7. For SRR7 (data breach), the current position shows a reduced target score of 16, aligned with the trajectory for the internal cyber risk reported in the ORR. This change also reflects strengthened information governance controls including the introduction of data protection health checks, enhanced third party assurance, and improved incident response arrangements. It also reflects a more coherent articulation of the relationship between cyber and non-cyber drivers of data breach risk, enabling a clearer pathway to reduction.

Operational Risk Register

8. A summary of operational risks with a current score of 16 or above is presented at annex 2, including key current controls and mitigation plans. There are 21 open risks, including 4 new risks. 7 risks have been closed or de-escalated from the ORR this quarter due to controls and mitigations progressing successfully. The most significant operational risks (with a score of 25) are:

  • Adult secure inpatient capacity (ORR 18360)
    • risk score increased from 16 to 25 following closure of capacity at St Andrew’s Healthcare Northampton
    • impact includes pressures on patient flow, prison transfers and delivery of care standards
    • a national response has been mobilised to stabilise the system
  • Digital workforce capacity (ORR 16936)
    • persistent risk relating to recruitment and retention of digital and data specialists
    • critical dependency for delivery of digital transformation and service continuity
  • Performance management capability (ORR 8736)
    • ongoing risk regarding system support to manage performance concerns relating to primary care practitioners.
  • Cyber security and service resilience (ORR 13180)
    • Persistent high-severity risk with long-term mitigation horizon to March 2027.
  1. 4 new risks highlight emerging pressures:
  • Pandemic preparedness (ORR 11941): escalated to the ORR, reflecting system-wide readiness requirements.
  • Workforce attrition during organisational transition (ORR NEW): risk to capacity and capability prior to integration of NHS England into the Department of Health and Social Care.
  • Technology, digital and data (TDD) transformation risk (ORR 22338): potential impact on service continuity during structural change.
  • Medical device regulation compliance (ORR 22341): risk of an ‘innovation freeze’ if NHS England cannot meet new regulatory requirements for AI-enabled technologies.

Risk and resilience

10. In March 2026 the Board considered the Emergency preparedness, resilience and response (EPRR) annual assurance report. The Board questioned how the prioritisation of preparedness activity corresponds to our risk registers, particularly in the context of pandemic and cyber risk – with only the latter appearing on the SRR.

11. EPRR assessments are guided by the government’s National Risk Register, which considers risks at a whole‑country level, whereas NHS England’s risk registers focus specifically on the organisation, with linkage to the wider health system.

12. As a result, while a pandemic is assessed as a high risk at a national level given its potential to affect every person and organisation and place significant pressure on the health system, our organisational risk rating is lower due to the mitigations and preparedness measures already in place. Conversely, when viewed from an NHS England perspective, a cyber incident presents a higher risk in terms of both likelihood and impact, and is therefore rated higher than pandemic risk in our risk registers.
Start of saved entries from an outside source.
PR #2055, opened 2016-05-05
DFJR-994 Adds initialization flag for atomic components

anselmbradford:
## Changes

- Adds initialization flag for atomic components so that they bail out of their `init` function if it has already been called.

## Testing

- `gulp build` and inspect the page. Any atomic component should have `data-js-hook="[atomic base class] init"` attributes.
- In Wagtail, it should be possible to add an expandable and an expandable group to a page, or expandable and secondary navigation, and they will both still work.

## Review

- @kave
- @kurtw 
- @jimmynotjim 
- @sebworks

### DIFF
--- a/cfgov/unprocessed/js/modules/util/atomic-helpers.js
+++ b/cfgov/unprocessed/js/modules/util/atomic-helpers.js
@@ -6,6 +6,9 @@
 'use strict';
 
 var dataHook = require( './data-hook' );
+var standardType = require( './standard-type' );
+
+var INIT_FLAG = standardType.STATE_PREFIX + 'atomic_init';
 
 // TODO: Update baseClass to baseSel to handle CSS selector instead of a class.
 /**
@@ -70,11 +73,11 @@ function _verifyClassExists( element, baseClass ) {
  *   false otherwise.
  */
 function setInitFlag( element ) {
-  if ( dataHook.contains( element, 'init' ) ) {
+  if ( dataHook.contains( element, INIT_FLAG ) ) {
     return false;
   }
 
-  dataHook.add( element, 'init' );
+  dataHook.add( element, INIT_FLAG );
 
   return true;
 }
@@ -98,7 +101,7 @@ function instantiateAll( selector, Constructor ) {
 
 // Expose public methods.
 module.exports = {
-  checkDom: checkDom,
+  checkDom:       checkDom,
   instantiateAll: instantiateAll,
-  setInitFlag: setInitFlag
+  setInitFlag:    setInitFlag
 };
--- a/cfgov/unprocessed/js/molecules/Expandable.js
+++ b/cfgov/unprocessed/js/molecules/Expandable.js
@@ -5,6 +5,7 @@ var atomicHelpers = require( '../modules/util/atomic-helpers' );
 var breakpointState = require( '../modules/util/breakpoint-state' );
 var EventObserver = require( '../modules/util/EventObserver' );
 var fnBind = require( '../modules/util/fn-bind' ).fnBind;
+var standardType = require( '../modules/util/standard-type' );
 
 /**
  * Expandable
@@ -52,7 +53,9 @@ function Expandable( element ) { // eslint-disable-line max-statements, inline-c
    *   or undefined if it was already initialized.
    */
   function init( state ) {
-    if ( !atomicHelpers.setInitFlag( _dom ) ) { var inst; return inst; }
+    if ( !atomicHelpers.setInitFlag( _dom ) ) {
+      return standardType.UNDEFINED;
+    }
 
     _calcHeight();
     // Even if expanded is set, don't expand if in mobile window size.
--- a/CHANGELOG.md
+++ b/CHANGELOG.md
@@ -94,6 +94,7 @@ Given the `MAJOR.MINOR.PATCH` pattern, here is how we decide to increment:
 
 ### Changed
 - Updated event times to show EDT.
+- Frontend: Added init flag when initializing atomic components.
 
 
 ## 3.0.0-3.3.11 - 2016-05-03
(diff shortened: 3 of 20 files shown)


cfgov/unprocessed/js/molecules/Expandable.js
```diff
@@ -48,9 +48,12 @@ function Expandable( element ) { // eslint-disable-line max-statements, inline-c
   /**
    * @param {number} state
    *   Allows passing of EXPANDED flag to set expanded state.
-   * @returns {Object} The Expandable instance.
+   * @returns {Expandable|undefined} An instance,
+   *   or undefined if it was already initialized.
    */
   function init( state ) {
+    if ( !atomicHelpers.setInitFlag( _dom ) ) { var inst; return inst; }
```
sebworks: Why not just use the standard `UNDEFINED` type here?

sebworks:
What do you think about just limiting the scope of the selectors to direct descendants?

`template > o-*, template > m-*, template > a-*` 
`organism > m-*, organism > a-*` 
`molecule > a-*`

anselmbradford:
> What do you think about just limiting the scope of the selectors to direct descendants? The parent would always be responsible for instantiating and initializing it's atomic children.

Maybe? It seems like there could be issues with it scaling. 
Using the expandable/expandable group as an example:
Say you have this:

```
templateA -
  - expandableA
  - expandableB
  - expandableGroupA - 
      - expandableAA
      - expandableAB

templateB -
  wrapper
    - expandableA
    - expandableB
    - expandableGroupA - 
        - expandableAA
        - expandableAB
```

If it can be guaranteed molecule `expandableA` and `expandableB` are direct children of template `templateA`, that'd work, but I'm not sure we can since each template may have different wrappers between it and the expandables to handle layout needs, like shown in `templateB`. Do we know that expandables will always now and in the future be direct children of browse pages and doc detail pages (or other pages)? If there is the need to have a different selector based on page type, the selector would potentially have to adapt in some way depending on the type of page that was being visited. If a wrapper was added in the future and whoever added it didn't know about the expandable scoping it'd silently break on some page types and not others—though that theoretically could be caught in tests.

sebworks:
yeah, we would have to use `not selectors` for the templates like:

`template o-*, template m-*:not(o-* m-*) , template a-*:not(o-* a-*, m-* a-*) `

anselmbradford:
What would the actual selectors look like? I mocked up a pen to see what the possible configurations would be: http://codepen.io/anon/pen/rePVyz but getting an error on the `not`.

sebworks:
@anselmbradford , ok I'm looking at the code pen now.

sebworks:
yep, it won't let you do a complex query within a `not` statement. I could work around this by using the he `not` helper utility or https://developer.mozilla.org/en-US/docs/Web/API/NodeFilter. I'm not sure it's worth it though. What do you think @anselmbradford ?

anselmbradford:
I think the approach we use here would depend on whether we want the atomic components to manage flagging their own initialization state or if there's a global approach further up that manages what gets queried and initialized or not.

Take this bit:
```
template -
  - expandable
  - expandableGroup - 
      - expandable
  - secondaryNavigation - 
      - expandable
  -globalBanner - 
      - expandable
```

A query for `expandable` would need to retrieve expandables when they appear on their own, but not when they appear inside an organism. So the query would either have to exclude expandables that appeared inside things that have an `o-` prefix or list out the organisms (expandableGroup, secondaryNavigation, globalBanner) that should be ignored. The issue I see here is some atomic things may not have the prefix https://github.com/cfpb/cfgov-refresh/blob/flapjack/cfgov/jinja2/v1/_includes/molecules/hero.html#L44, but could theoretically include an expandable, and any additional organisms that came along and decided to include an expandable would need to be added into the query in any context where the page was being queried for expandables.

Hmm, thinking about it further, I'm leaning towards having atomic components manage their own initialization state. For performance reasons, the global query could still be modified to only return standalone expandables, but at least if the query was set too wide, the expandables initialized inside an organism would not get initialized a second time by a stand-alone expandables query.

sebworks:
>> For performance reasons, the global query could still be modified to only return standalone expandables, but at least if the query was set too wide, the expandables initialized inside an organism would not get initialized a second time by a stand-alone expandables query.

I'm not sure it should care about if it's already been initialized for a given dom element. Anywho, lets go with this for now. 👍

cfgov/unprocessed/js/modules/util/atomic-helpers.js
```diff
@@ -56,5 +100,6 @@ function instantiateAll( selector, Constructor ) {
 // Expose public methods.
 module.exports = {
   checkDom: checkDom,
-  instantiateAll: instantiateAll
+  instantiateAll: instantiateAll,
+  setInitFlag: setInitFlag
```
jimmynotjim: Left align your values to appease the linter

cfgov/unprocessed/js/molecules/Expandable.js
jimmynotjim: Ditto this, it's not clear why you're setting the var without a value.

jimmynotjim:
What's you're plan for the empty tests? Coverage has been dropping, I don't want to see us drop too far from when we released.

cfgov/unprocessed/js/molecules/Expandable.js
anselmbradford: Okay, mostly did this because that variable is limited to the if block and not elsewhere and it wouldn't require importing a module to copy this line to new components.

sebworks: ok, I would just add a comment and probably rename it to `var UNDEFINED`;

anselmbradford:
> What's you're plan for the empty tests? 

Filled out the `setInitFlag` ones. The `instantiateAll` is todo'd for another PR.

anselmbradford:
Ready for review again! Thanks!

sebworks:
LGTM

jimmynotjim:
👍

anselmbradford:
@sebworks @KimberlyMunoz @jimmynotjim 
Ready for review again. Updated per our chat in FEWD V1 room.

sebworks:
👍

13. Following review by the responsible team, our existing pandemic preparedness risk has been escalated to the ORR. This risk focuses on the capacity and capability for the NHS to prepare for and respond to a new and emerging pandemic.

14. In relation to resilience more broadly, we have asked risk owners to ensure any impact of international conflict is adequately reflected in their risks. This is most pertinent to the risks relating to financial performance, supply chain and cyber attacks.